Stored data:

PR #812, opened 2024-02-26
improve membersURI

Rashmi-278:
Fixes # .

- Get unique Voters for a Space
- Import getUniqueVoters function in EIP4824 File
- Include Unique Voters in the members list for a space

### DIFF
--- a/src/eip4824.ts
+++ b/src/eip4824.ts
@@ -1,5 +1,5 @@
 import express from 'express';
-import { getSpace } from './helpers/spaces';
+import { getSpace, getUniqueVotersForSpace } from './helpers/spaces';
 import db, { sequencerDB } from './helpers/mysql';
 
 const router = express.Router();
@@ -35,21 +35,26 @@ router.get('/:space', async (req, res) => {
 
 router.get('/:space/members', async (req, res) => {
   let space: any = {};
+  let uniqueVoters: any = [];
 
   try {
     space = await getSpace(req.params.space);
+    uniqueVoters = await getUniqueVotersForSpace(req.params.space);
 
     if (!space.verified) return res.status(400).json({ error: 'INVALID' });
   } catch (e) {
     return res.status(404).json({ error: 'NOT_FOUND' });
   }
 
-  const members = [...space.admins, ...space.moderators, ...space.members].map(
-    member => ({
-      type: 'EthereumAddress',
-      id: member
-    })
-  );
+  const members = [
+    ...space.admins,
+    ...space.moderators,
+    ...space.members,
+    ...uniqueVoters
+  ].map(member => ({
+    type: member.type,
+    id: member.id
+  }));
 
   return res.json({
     '@context': context,
--- a/src/helpers/spaces.ts
+++ b/src/helpers/spaces.ts
@@ -145,6 +145,23 @@ async function getVotes() {
   return await db.queryAsync(query);
 }
 
+export async function getUniqueVotersForSpace(spaceId) {
+  const query = `
+    SELECT space, GROUP_CONCAT(DISTINCT voter) AS unique_voters
+    FROM votes
+    WHERE space = ?
+    GROUP BY space
+  `;
+  const [result] = await db.queryAsync(query, [spaceId]);
+
+  if (!result) return Promise.reject(new Error('NOT_FOUND'));
+
+  const votersArray = result.unique_voters ? result.unique_voters.split(',') : [];
+
+  return votersArray;
+}
+
+
 async function getFollowers() {
   const query = `
     SELECT space, COUNT(id) as count,


src/helpers/spaces.ts
```diff
@@ -145,6 +145,23 @@ async function getVotes() {
   return await db.queryAsync(query);
 }
 
+export async function getUniqueVotersForSpace(spaceId) {
+  const query = `
+    SELECT space, GROUP_CONCAT(DISTINCT voter) AS unique_voters
+    FROM votes
+    WHERE space = ?
+    GROUP BY space
+  `;
```
bonustrack, line 154: This could be simplified to:
```suggestion
  const query = `SELECT DISTINCT(voter) FROM votes WHERE space = ?`;
```
I think you may want to add a limit here too because in some space there can be millions of voters, which would take too long to resolve.

src/eip4824.ts
```diff
@@ -35,28 +35,54 @@ router.get('/:space', async (req, res) => {
...
+    ...space.members.map(member =>
+      JSON.stringify({ type: 'EthereumAddress', id: member })
+    ),
+    ...uniqueVotersResult.voters.map(voter =>
+      JSON.stringify({ type: 'EthereumAddress', id: voter })
+    )
+  ];
+
+  // Convert the array of JSON strings to a Set to remove duplicates, then back to an array
+  const uniqueMembersJSON = [...new Set(allMembersJSON)];
```
bonustrack, line 70: This is not ideal because you may not always return 100 results, I would rather make a query on the db to enforce that we don't get any duplicated addresses from admin, moderator or authors (members).

src/eip4824.ts
```diff
@@ -35,28 +35,54 @@ router.get('/:space', async (req, res) => {
...
-      type: 'EthereumAddress',
-      id: member
-    })
-  );
-
-  return res.json({
+  // Combine all members and map them to JSON strings for uniqueness check
+  const allMembersJSON = [
+    ...space.admins.map(admin =>
+      JSON.stringify({ type: 'EthereumAddress', id: admin })
```
bonustrack, line 56: You don't need to add the type and id object format as string here, this can be done in the end once you have the final list instead.

bonustrack (changes requested):

src/eip4824.ts
Rashmi-278: I address this by querying the DB with this query

`query = `
    SELECT address
    FROM (
      (SELECT DISTINCT JSON_UNQUOTE(JSON_EXTRACT(settings, '$.admins[*]')) AS address 
       FROM spaces 
       WHERE id = ?)
      UNION
      (SELECT DISTINCT JSON_UNQUOTE(JSON_EXTRACT(settings, '$.members[*]')) AS address 
       FROM spaces 
       WHERE id = ?)
      UNION
      (SELECT DISTINCT JSON_UNQUOTE(JSON_EXTRACT(settings, '$.moderators[*]')) AS address 
       FROM spaces 
       WHERE id = ?)
      UNION
      (SELECT DISTINCT voter AS address
       FROM votes
       WHERE space = ? AND (? IS NULL OR voter > ?)
    ) AS combined_addresses
    ORDER BY address
    LIMIT ?
`;
`
And the last address after the limit reached is considered as cursor

bonustrack (approved):

bonustrack (commented):
I'll review this PR, don't merge yet

.gitignore
```diff
@@ -8,3 +8,5 @@ coverage
 # Remove some common IDE working directories
 .idea
 .vscode
+
+pnpm-lock.yaml
```
bonustrack, line 12: This should be removed, we don't use pnpm on this repository
```suggestion
```

src/eip4824.ts
```diff
@@ -1,9 +1,9 @@
 import express from 'express';
-import { getSpace } from './helpers/spaces';
+import { getCombinedMembersAndVoters, getSpace } from './helpers/spaces';
 import db, { sequencerDB } from './helpers/mysql';
 
 const router = express.Router();
-const context = '<http://www.daostar.org/schemas>';
+const context = ["https://www.snapshot.org", "https://www.daostar.org/schemas"];
```
bonustrack, line 6: We don't use `www` on snapshot.org, also we use single quote, if you run the lint script it should fix that
```suggestion
const context = ['https://snapshot.org', 'https://www.daostar.org/schemas'];
```

bonustrack (changes requested):

src/eip4824.ts
```diff
@@ -34,31 +34,49 @@ router.get('/:space', async (req, res) => {
...
+    console.error(error); 
+
+    if (error.message.includes('database')) {
+      return res.status(500).json({ error: 'DATABASE_ERROR', message: 'Failed to retrieve data from the database.' });
+  } else if (error.message.includes('parameter')) {
+      return res.status(400).json({ error: 'INVALID_PARAMETER', message: 'Invalid or missing parameter.' });
+  } else {
+      return res.status(500).json({ error: 'INTERNAL_SERVER_ERROR', message: 'An unexpected error occurred.' });
+  }
+  }
```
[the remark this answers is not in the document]
Rashmi-278: Yes, done. 
Pardon me.

pnpm-lock.yaml
```diff
@@ -0,0 +1,5756 @@
+lockfileVersion: '6.0'
```
bonustrack, line 1: Can you remove this file?

Rashmi-278: Done.

src/helpers/spaces.ts
```diff
@@ -145,6 +145,57 @@ async function getVotes() {
...
+       WHERE id = ?)
+      UNION
+      (SELECT DISTINCT voter AS address
+       FROM votes
+       WHERE space = ?)
+    ) AS combined_addresses
+    WHERE (? IS NULL OR address > ?)
+    ORDER BY address
+    LIMIT ?
+  `;
```
ChaituVR, line 176: This is actually taking 22 seconds for spaces like stgdao.eth

src/helpers/spaces.ts
```diff
@@ -145,6 +145,57 @@ async function getVotes() {
...
+       FROM spaces 
+       WHERE id = ?)
+      UNION
+      (SELECT DISTINCT JSON_UNQUOTE(JSON_EXTRACT(settings, '$.members[*]')) AS address 
+       FROM spaces 
+       WHERE id = ?)
+      UNION
+      (SELECT DISTINCT voter AS address
+       FROM votes
+       WHERE space = ?)
```
ChaituVR, line 171: Should limit to `500` maybe? 
```suggestion
      (SELECT DISTINCT voter AS address
       FROM votes
       WHERE space = ? LIMIT 500)
```

ChaituVR (changes requested):

src/helpers/spaces.ts
ChaituVR, line 171: should limit to 500 voters

src/eip4824.ts
```diff
@@ -34,29 +34,61 @@ router.get('/:space', async (req, res) => {
...
-    return res.status(404).json({ error: 'NOT_FOUND' });
-  }
+    // Includes space.members, space.admins, space.moderators and voters
+    const combinedMembersResult = await getCombinedMembersAndVoters(
+      spaceId,
+      cursor,
+      pageSize
+    );
 
-  const members = [...space.admins, ...space.moderators, ...space.members].map(
```
ChaituVR, line 47: here we already have `admins` , `moderators` and `members` , is there any reason to get them again in `getCombinedMembersAndVoters` ? If there is no big reason better to read them from here to reduce some load on DB

ChaituVR:
Apart from above comments, everything looks to be working nicely 👍

src/eip4824.ts
Rashmi-278: `getCombinedMembersAndVoters` Function is designed to get all the members of the DAO, including Admins, Moderators, Members and Voters. 
 
 To get a unique, consolidated list of all member groups, including pagination we are enforcing this on DB query.
 
 In my previous approach, this was handled at the API level.
  Here's a reference to my old approach,
 https://github.com/snapshot-labs/snapshot-hub/pull/812/commits/3e5bf86cadec031b9cc6cad7240676a05a5a748d

src/helpers/spaces.ts
Rashmi-278: Noted. 22 secs for a DAO with 912K members

src/helpers/spaces.ts
Rashmi-278: I have placed the limit to the Outer Query, using the param, pageSize.
Placing a limit on the inner query would mess up the pagination, wouldn't it?

ChaituVR: Yes but this is taking a lot of time, especially for spaces with a lot of votes, we don't need to read all the distinct voters here, we just need 500 of them, 

you can remove pagination from the outer query

Also for `admins`, `moderators` and `members` -> all this data is already available on `space` object, we don't need to read them from database again,

src/eip4824.ts
ChaituVR: > To get a unique, consolidated list of all member groups, including pagination we are enforcing this on DB query.

In that case we can exclude `admins`, `moderators` and `members` from voters within the SQL query,

Rashmi-278: Changes updated.

src/helpers/spaces.ts
```diff
@@ -145,6 +145,51 @@ async function getVotes() {
...
+    SELECT DISTINCT voter AS address
+    FROM votes
+    WHERE space_id = ? AND voter NOT IN (${placeholders})
+  `);
+  params.push(spaceId, ...exclusionList);
+
+  const cursorClause = cursor ? ' AND address > ?' : '';
+  const query = `
+    SELECT address
+    FROM (${subqueries.join(' UNION ')})
```
ChaituVR, line 167: I get error `Every derived table must have its own alias`

ChaituVR (changes requested):

src/helpers/spaces.ts
ChaituVR: we always get one item in `subqueries` right? maybe we can use a string instead of array

ChaituVR: It worked after changing it to string and changing above line to:
```suggestion
     FROM (${subqueries}) as subqueries
```

src/helpers/spaces.ts
```diff
@@ -145,6 +145,51 @@ async function getVotes() {
...
+
+  // Excluding known addresses fetched during the Space verification
+  const exclusionList = [...knownAdmins, ...knownModerators, ...knownMembers];
+  let placeholders = exclusionList.map(() => '?').join(', ');
+
+  // Other roles are already known and fetched at the app level while Space Verification
+  subqueries.push(`
+    SELECT DISTINCT voter AS address
+    FROM votes
+    WHERE space_id = ? AND voter NOT IN (${placeholders})
```
ChaituVR, line 160: There is no such field as `space_id`, it should be `space` 
```suggestion
    WHERE space = ? AND voter NOT IN (${placeholders})
```

src/eip4824.ts
```diff
@@ -34,31 +34,68 @@ router.get('/:space', async (req, res) => {
 });
 
 router.get('/:space/members', async (req, res) => {
-  let space: any = {};
-
   try {
-    space = await getSpace(req.params.space);
+    const spaceId = req.params.space;
+    const cursor = req.query.cursor || null;
```
ChaituVR, line 39: When i try http://localhost:3000/api/eip4824/ens.eth/members?cursor=1 i get `Error: NOT_FOUND` error

src/eip4824.ts
```diff
@@ -34,31 +34,68 @@ router.get('/:space', async (req, res) => {
...
+      space.moderators || [],
+      space.members || []
+    );
+
+    const members = [
+      ...space.admins.map(admin => ({ type: 'EthereumAddress', id: admin })),
+      ...space.moderators.map(moderator => ({ type: 'EthereumAddress', id: moderator })),
+      ...space.members.map(member => ({ type: 'EthereumAddress', id: member })),
+      ...combinedMembersResult.members.map(voter => ({ type: 'EthereumAddress', id: voter }))
+    ];
```
ChaituVR, line 64: I feel that irrespective of `cursor` input, this will always return admins, moderators, and members on top

src/eip4824.ts
Rashmi-278: Yes, It is expected behavior, cursor is supposed is to be an Ethereum wallet address, if that wallet address is not of a member or an invalid address it returns NOT_FOUND error.

src/eip4824.ts
ChaituVR: @Rashmi-278 Could you please check this?

ChaituVR: using cursor we should exclude the members

src/helpers/spaces.ts
Rashmi-278: We made an improvement on this, now the with cursor filter,  if cursor is present, admins, moderators, and members are excluded from the distinct voter list. Also regardless we are not querying admins, moderators and members.

Query now only queries the Votes Table hence eliminating the need for subqueries.

src/eip4824.ts
```diff
@@ -34,31 +34,84 @@ router.get('/:space', async (req, res) => {
...
+    if (cursor) {
+      const combinedMembersResult = await getCombinedMembersAndVoters(
+        spaceId,
+        cursor,
+        pageSize,
+        [], 
+        [], 
+        []  
+      );
+      members = combinedMembersResult.members.map(voter => ({ type: 'EthereumAddress', id: voter }));
```
ChaituVR, line 62: lint seems off, could you please run `yarn lint`

src/eip4824.ts
Rashmi-278: This improvement is added.

src/helpers/spaces.ts
ChaituVR: how to use cursor now? you have an example request? i tried few ways but couldn't get it working

Rashmi-278: A request should be something like` /ens.eth/members?cursor=983434323` ( Cursor Example )

Could you share what message do you get?
Could we get on a call and debug this? As I don't have a way to see whats wrong, its taking longer to close this issue

src/eip4824.ts
Rashmi-278: Lint done

src/helpers/spaces.ts
```diff
@@ -219,6 +219,53 @@ async function getVotes(): Promise<Record<string, { votesCount7d: number }>> {
...
+) {
+  const params: (string | number)[] = [spaceId];
+  const exclusionList = [...knownAdmins, ...knownModerators, ...knownMembers];
+
+  // Other roles are already known and fetched at the app level while Space Verification
+  // Building the exclusion clause only if the exclusion list is not empty
+  let exclusionClause = '';
+  if (exclusionList.length > 0) {
+    const placeholders = exclusionList.map(() => '?').join(', ');
+    exclusionClause = `AND voter NOT IN (${placeholders})`;
```
bonustrack, line 238: Can't this be used to inject arbitrary SQL? I think `placeholders` should be added as params so it get parsed.

Rashmi-278: I don't think that would be of concern here because 
1. Placeholders values are not user input values
2. Placeholder values are either empty lists or space.admins, space.moderators, space.members
3. `params.push(...exclusionList)`  This pushes the actual exclusion list values (the voters you want to exclude) into the params array, which is passed to the query execution.
4. ` const results =await db.queryAsync(query, params);`  The database library takes care of escaping the values in params, preventing SQL injection.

[WHAT NEEDS TO BE DONE] Each line from the top of the records down to the one with "-35,21 +35,26 @@" must be retyped exactly; include both ends and nothing else.

[RESPONSE TO THE TASK]
PR #812, opened 2024-02-26
improve membersURI

Rashmi-278:
Fixes # .

- Get unique Voters for a Space
- Import getUniqueVoters function in EIP4824 File
- Include Unique Voters in the members list for a space

### DIFF
--- a/src/eip4824.ts
+++ b/src/eip4824.ts
@@ -1,5 +1,5 @@
 import express from 'express';
-import { getSpace } from './helpers/spaces';
+import { getSpace, getUniqueVotersForSpace } from './helpers/spaces';
 import db, { sequencerDB } from './helpers/mysql';
 
 const router = express.Router();
@@ -35,21 +35,26 @@ router.get('/:space', async (req, res) => {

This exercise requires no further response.